3) I used the cherry blossom paper from the Far East Paper Stack and matched my paint with the hue of the flower petals. I used brilliant red mixed with orange, metallic champagne gold and interference orange to obtain the best match. (Just experiment with the paints until you get the perfect color and be sure to mix sufficient paint to cover all sides.)
4) Paint the frame and when dry, apply the decorative paper by placing the frame face down on the paper, trace around the edge and center cutout. Trim and attach to the frame with Mod Podge Matte or adhesive of choice. Because the paper was rather heavy I applied Mod Podge to both the frame and the paper using a foam brush.
5) Stamp image of the geisha (Stonehouse) in black dye ink and color with alcohol ink pens, Copic or Tria on white cardstock. Stamp a second time on either a blank sheet of paper or paper designed to create a mask. Cover the geisha with the mask and ink a music background (formerly Inka’s Rubber Stamps) with a caramel ink and stamp over the main image. Ink the “music” stamp in black dye ink and emboss. (To emboss dye ink, first ink the stamp with a VersaMark pad and then the dye ink which provides sufficient moisture for the embossing powder to adhere.)
6) Embellish the image with Stickles glitter glue and when dry insert into the center of your prepared frame. The next step is to cover the back of the frame with paper or fabric because once you finalize your embellishment you won’t want to place your frame face down to cover the back.
7) Before I added the final embellishments, I sponged the outer edges of the decorative paper with caramel ink and then used gold German decorative paper scrap and attached it to the edges of the frame as shown using Mod Podge.

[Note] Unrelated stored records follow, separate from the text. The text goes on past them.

PR #1572, opened 2024-04-17
Make searchrouter results sortable

PhilVanB:
The following Searchrouter enhancements were added:

- sort result table by column
- configure initial sort column
- zoom to result extent
- highlight selected table row

Configure initial sort column like so:

- Add `sortBy` and `sortOrder` under result section in yaml-configuration:

```...
searchrouter:
  ...
  results:
     ...
     sortBy: columnName
     sortOrder: asc|desc
     ...
```

Configure zoom to result extent like so:

- Add `zoomToResultExtent` under result section in yaml-configuration:

```...
searchrouter:
  ...
  results:
     ...
     zoomToResultExtent: true
     ...
```

### DIFF
--- a/CHANGELOG.md
+++ b/CHANGELOG.md
@@ -29,7 +29,7 @@ Features:
 * [LayerTree] When activating a layer, all its parent layers are also activated ([PR#1544](https://github.com/mapbender/mapbender/pull/1544))
 * [SearchRouter] Extends configuration to handle labeling. ([PR#1553](https://github.com/mapbender/mapbender/pull/1553))
 * [Map] visiblelayers parameter now supports also rootlayer and layer name (not only sourceinstanceid, instanceid) ([PR#1565](https://github.com/mapbender/mapbender/pull/1565))
-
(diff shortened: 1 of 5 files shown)


astroidex:
I tested the feature. Looks very good.
- sorting works fine
- sort via sortBy works fine


Two remarks
- selected Feature in the Table is highligthed  (very good)  -> when you sort via a column -> the selection gets lost
- it is not very obvious that the columns can be sorted - any idea how to make it more obvious?

astroidex (approved):

astroidex:
@PhilVanB and @astroidex discussed

- zoomToResultExtent: true will go to route. To make it configurable per route
- selection should be still there when the sorting is changed
- add icons to table header to see the possibility of sorting

astroidex (changes requested):
remember sorting for next search does not work properly yet.

astroidex (approved):

astroidex (changes requested):
Add Changelog Info

astroidex (approved):

Phocacius (approved):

8) I had a red die cut of a geisha which was perfect for the final touch. I covered the die cut with Ice Resin available from http://www.objectsandElements.com Ice Resin gives the appearance of glass and dries clear and hard. (When using Ice Resin, poor it in the center of the object and spread outward using a toothpick or wood stick to cover the entire area. Cover the piece with a glass dish to avoid dust or other unwanted bits from sticking to the surface. WAIT OVER NIGHT TO REMOVE COVER.) I used thin foam tape to attach the die cut to the frame.
9) In lieu of a die cut, you could add a colorful butterfly, stamped and colored image, collage image or flower and apply Ice Resin. They work beautifully.
Attached are photos of two other frames, one wood and the other heavy cardboard. If you have any questions, please email me privately at firstname.lastname@example.org
I hope you will try to alter a frame. They are very fun to create and the choices are endless.